Stored items>
PR #1279, opened 2019-06-24

olim7t:
This was based on an older version of the mapper, it will require significant rebasing on top of the latest 4.x. I can help if needed.


tomekl007:
comments in closed branch: https://github.com/datastax/java-driver/pull/1245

Exercise details> Go through the data and return every record exactly.

Exercise result>
PR #1279, opened 2019-06-24

olim7t:
This was based on an older version of the mapper, it will require significant rebasing on top of the latest 4.x. I can help if needed.


tomekl007:
comments in closed branch: https://github.com/datastax/java-driver/pull/1245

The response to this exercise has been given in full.